How to wear wrist wraps:
Step1: Put on the wraps:
Start by holding one end of the wrist wrap in your hand. Position it under your wrist, with the velcro strap facing upwards and the thumb loop (if present) on the outside of your hand. Center the wrap along the length of your wrist.
Step2: Wrap the first loop:
Wrap the end of the wrap around your wrist, covering the area where you need the most support. Make sure to wrap it firmly but not excessively tight.
Step3: Repeat for additional loops:
If your wrist wraps have multiple loops, repeat the process by wrapping the additional loops around your wrist. Each loop should slightly overlap the previous one to provide additional support.
Step 4: Secure with velcro:
Once you complete your loop(s), fasten the velcro strap to secure the wrap in place. It should be snug but not uncomfortably tight, allowing for comfortable movement and support.
Step 5: Adjust for comfort:
After wrapping the desired number of loops, adjust the tightness of the wraps to your preference. They should feel snug and supportive without impeding circulation or causing discomfort.
Step 6: Test range of motion:
Move your wrist through its full range of motion to ensure the wraps allow for adequate flexibility while providing the desired support.
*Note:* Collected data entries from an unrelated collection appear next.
PR #1308, opened 2022-02-19
add Simon Lee

simonhlee97:


src/data.js
```diff
@@ -13233,6 +13233,34 @@ module.exports = [
...
+      'VueJS',
+      'SCSS',
+      'TypeScript',
+      'JamStack',
+      'Node.js',
+      'MongoDB',
+      'Postgres',
+      'UI Developer',
+      'web development',
+      'golf handicap: 15',
```
BlakeCampbells, line 13260: Hey, @simonhlee97 will you remove some of these unique tags and add them to your bio if you'd like them to show?

``` JavaScript
  const tags = Object.entries(counts)
    .sort(([, countA], [, countB]) => countB - countA)
    // Only show the tag if this topic has 3 or more people in it
    .filter(([, count]) => count >= 3)
    .map(([name, count]) => ({ name, count }));
```

Right now only tags with 3+ people show.

BlakeCampbells (changes requested):

src/data.js
simonhlee97: removed those tags. Thank you.

BlakeCampbells (approved):

PR #1309, opened 2022-02-20
Cleanup Feb 2022

BlakeCampbells:
Blake Campbell: Cleaning the following sites either no longer exist or the `/uses` page is gone. 

If you would like to be re-added, please submit a new PR. I've tried to separate each removal into individual commits to keep it accessible to see what was removed. 

@famiclone 
@kushanshamika 
@boardfish 
@Mozart409 
@samirmhsnv 
@joshfarrant
@jakeherp 
@OneMohrTime

PR #1312, opened 2022-02-20
Re-adds Jacob Herper

jakeherp:
My Domain has changed recently and it was removed as part of #1309 
Re-adding with updated URL.


BlakeCampbells (approved):
Thanks for updating @jakeherp! I love the purple and black for your site!

PR #1321, opened 2022-03-09
Update EosisWasTaken

EosisWasTaken:
I got a website now, so I am updating this since my old uses page is not relevant.


EosisWasTaken:
Interesting, the check says it failed to ping my site but it works on my end... Is that because the site is brand new (I bought the domain name a couple of hours ago, and the hosting is done by GH Pages) ?

BlakeCampbells (changes requested):
I can't seem to hit your new URL either. 

We can wait a little bit and see if it's still updating, it could be because the domain is brand new. It should have updated by now though.

EosisWasTaken:
Alright it works now, I had to modify something in the DNS config on the domain name. Now everything is ready, we can run the tests again.

BlakeCampbells (approved):

BlakeCampbells (approved):
Looks like it's passing now, thanks for fixing that!

PR #2118, opened 2026-04-20
Add Thxie

ThxieX:
Added Thxie to the /uses list. Website: https://thxie.com/about#uses

## Final Requirements

**Add your name to verify:** Thxie


BlakeCampbells:
Thanks for contributing @ThxieX!

PR #2137, opened 2026-05-22
Add Genís Matutes

ItsGenis:


BlakeCampbells:
Logitech MX Master is the best mouse ever! Thanks for contributing!

PR #2140, opened 2026-05-25
Add Prince Sinha

prince-vishal:
Adds Prince Sinha's /uses page: https://theprincevishal.in/uses


BlakeCampbells:
Thanks for contributing @prince-vishal!

PR #2143, opened 2026-05-30
Add Andri Óskarsson

andrioid:
Added Andri Óskarsson. Website at [andri.dk](https://andri.dk) and uses page at https://andri.dk/uses


BlakeCampbells:
Please make sure the commit is clean and not formatting the entire file @andrioid. Thanks!

PR #2147, opened 2026-06-02
Add Curtis Timson

curtiscde:
Adds Curtis Timson to the list.

- **Uses page**: https://www.curtiscode.dev/uses


BlakeCampbells:
Thanks for contributing @curtiscde!

PR #2160, opened 2026-06-28
Add Todor Aleksandrov

todor147:
Added new profile for Todor Aleksandrov with details and tags.


BlakeCampbells:
Thanks for contributing @todor147 

I think you might be the first Sommelier!

PR #2166, opened 2026-07-08
Add Angad Singh to data.js

singhangadin:
Added a new entry for Angad Singh with details on his expertise and social links.


BlakeCampbells:
Thanks for contributing @singhangadin!

PR #737, opened 2016-11-06
fix no-useless-escape warnings from eslint 3.9.1

alexlamsl:


alexlamsl:
Updated version of `eslint` has stricter `no-useless-escape` checks for regular expressions, so fixing them in the source code.

Thanks to @vlyahovich for noticing this.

They should enhance stability during exercises that stress the wrists, such as weightlifting or gymnastics.
Step 7: Use during workouts:
Wrist wraps are commonly worn during activities requiring wrist support or stability. Prior to engaging in exercises that stress the wrists, put on your wrist wraps and ensure they are properly adjusted for comfort and support.
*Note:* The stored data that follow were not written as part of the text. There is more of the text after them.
PR #742, opened 2016-11-10
Add ability to remove only empty `<script>` and `<style>` tags

sparanoid:
I'd like the ability to remove empty `<script>` and `<style>` tags even when `removeEmptyElements` is disabled, these empty tags are much more safer to be removed than other empty elements.

### DIFF
--- a/src/htmlminifier.js
+++ b/src/htmlminifier.js
@@ -1113,6 +1113,22 @@ function minify(value, options, partialMarkup) {
           currentChars += '|';
         }
       }
+
+      if (options.removeEmptyScriptTags) {
+        if (isElementEmpty && tag === 'script') {
+          removeStartTag();
+        }
+        optionalStartTag = '';
+        optionalEndTag = '';
+      }
+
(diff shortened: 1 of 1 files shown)


alexlamsl (changes requested):
I'd prefer extending `removeEmptyElements` then adding two new options.

Also some tests for the new functionality would be nice.

anonyco:
Would this remove `<script src="/path/to/file.js" async defer></script>` because it has no content (only an `src` attribute)?

src/htmlminifier.js
```diff
@@ -1113,6 +1113,22 @@ function minify(value, options, partialMarkup) {
           currentChars += '|';
         }
       }
+
+      if (options.removeEmptyScriptTags) {
+        if (isElementEmpty && tag === 'script') {
```
anonyco, line 1118: I suggest changing this line to `        if (isElementEmpty && tag === 'script' && !attrs.src) {` so that external scripts do not get removed.

anonyco (approved):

Remember, wrist wraps are not a substitute for professional medical advice or treatment. If you have any pre-existing wrist conditions or injuries, it is recommended to consult with a healthcare professional before using wrist wraps or engaging in intense physical activities. Choose the size and fit that work best for you, providing the desired level of support and comfort during your workouts.